**ACTIVITY**
Reproduce the records below in their entirety, character for character.

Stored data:
——
PR #21, opened 2019-07-14
An input implementation using GLFW

Perksey:
# Summary of the PR
Implements Silk.NET.Input.Desktop.

https://github.com/Ultz/Silk.NET/blob/master/documentation/proposals/Proposal%20-%20Input.md

# Further Comments


src/Input/Silk.NET.Input.Desktop/Util.cs
```diff
@@ -0,0 +1,82 @@
...
+            return GlfwProvider.ThreadDispatcher.Invoke(@delegate);
+        }
+
+        public static unsafe T* Do<T>(Func<UnsafeDispatch<T>> @delegate)
+            where T:unmanaged
+        {
+            return GlfwProvider.ThreadDispatcher.Invoke(@delegate);
+        }
+
+        public static float ApplyDeadzone(Deadzone deadzone, float val)
```
devvoid: Personally, I feel this would be better suited to be put on the Deadzone struct itself, or at least in Input.Common somewhere since every backend would need it.

Perksey: Will do!

src/Input/Silk.NET.Input.Desktop/GlfwInputPlatform.cs
```diff
@@ -0,0 +1,21 @@
...
+    {
+        public bool IsApplicable(IWindow window)
+        {
+            return window is GlfwWindow;
+        }
+
+        public IInputContext GetInput(IWindow window)
+        {
+            // the cast isn't needed, but is used to make sure that what we've got is actually a GlfwWindow
+            return new GlfwInputContext((GlfwWindow)window);
```
frederikja163: Maybe we should just take a GLFW window directly, that way the user decides wether or not to cast

src/Input/Silk.NET.Input.Desktop/GlfwInputContext.cs
```diff
@@ -0,0 +1,81 @@
...
+
+namespace Silk.NET.Input.Desktop
+{
+    public class GlfwInputContext : IInputContext
+    {
+        internal List<GlfwGamepad> _gamepads;
+        internal List<GlfwJoystick> _joysticks;
+        internal IKeyboard _keyboard;
+        internal IMouse _mouse;
+        internal IWindow _window;
```
frederikja163: I think we should store the keyboard, mouse and window as the glfw version, that way we are sure they are the correct type. And it makes more sense as this is a glfw context

src/Input/Silk.NET.Input.Desktop/InputHandler.cs
```diff
@@ -0,0 +1,122 @@
...
+            {
+                return;
+            }
+            
+            Contexts.Add(ctx);
+
+            // register callbacks
+            Util.Do(() => Util.Glfw.SetKeyCallback((WindowHandle*) ctx._window.Handle, KeyCallback));
+            Util.Do(() => Util.Glfw.SetMouseButtonCallback((WindowHandle*)ctx._window.Handle, MouseCallback));
+            Util.Do(() => Util.Glfw.SetScrollCallback((WindowHandle*)ctx._window.Handle, ScrollCallback));
```
frederikja163: Could avoid casting 3 times by making a local variable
——
**SOLUTION TO THE PROBLEM**
PR #21, opened 2019-07-14
An input implementation using GLFW

Perksey:
# Summary of the PR
Implements Silk.NET.Input.Desktop.

https://github.com/Ultz/Silk.NET/blob/master/documentation/proposals/Proposal%20-%20Input.md

# Further Comments


src/Input/Silk.NET.Input.Desktop/Util.cs
```diff
@@ -0,0 +1,82 @@
...
+            return GlfwProvider.ThreadDispatcher.Invoke(@delegate);
+        }
+
+        public static unsafe T* Do<T>(Func<UnsafeDispatch<T>> @delegate)
+            where T:unmanaged
+        {
+            return GlfwProvider.ThreadDispatcher.Invoke(@delegate);
+        }
+
+        public static float ApplyDeadzone(Deadzone deadzone, float val)
```
devvoid: Personally, I feel this would be better suited to be put on the Deadzone struct itself, or at least in Input.Common somewhere since every backend would need it.

Perksey: Will do!

src/Input/Silk.NET.Input.Desktop/GlfwInputPlatform.cs
```diff
@@ -0,0 +1,21 @@
...
+    {
+        public bool IsApplicable(IWindow window)
+        {
+            return window is GlfwWindow;
+        }
+
+        public IInputContext GetInput(IWindow window)
+        {
+            // the cast isn't needed, but is used to make sure that what we've got is actually a GlfwWindow
+            return new GlfwInputContext((GlfwWindow)window);
```
frederikja163: Maybe we should just take a GLFW window directly, that way the user decides wether or not to cast

src/Input/Silk.NET.Input.Desktop/GlfwInputContext.cs
```diff
@@ -0,0 +1,81 @@
...
+
+namespace Silk.NET.Input.Desktop
+{
+    public class GlfwInputContext : IInputContext
+    {
+        internal List<GlfwGamepad> _gamepads;
+        internal List<GlfwJoystick> _joysticks;
+        internal IKeyboard _keyboard;
+        internal IMouse _mouse;
+        internal IWindow _window;
```
frederikja163: I think we should store the keyboard, mouse and window as the glfw version, that way we are sure they are the correct type. And it makes more sense as this is a glfw context

src/Input/Silk.NET.Input.Desktop/InputHandler.cs
```diff
@@ -0,0 +1,122 @@
...
+            {
+                return;
+            }
+            
+            Contexts.Add(ctx);
+
+            // register callbacks
+            Util.Do(() => Util.Glfw.SetKeyCallback((WindowHandle*) ctx._window.Handle, KeyCallback));
+            Util.Do(() => Util.Glfw.SetMouseButtonCallback((WindowHandle*)ctx._window.Handle, MouseCallback));
+            Util.Do(() => Util.Glfw.SetScrollCallback((WindowHandle*)ctx._window.Handle, ScrollCallback));
```
frederikja163: Could avoid casting 3 times by making a local variable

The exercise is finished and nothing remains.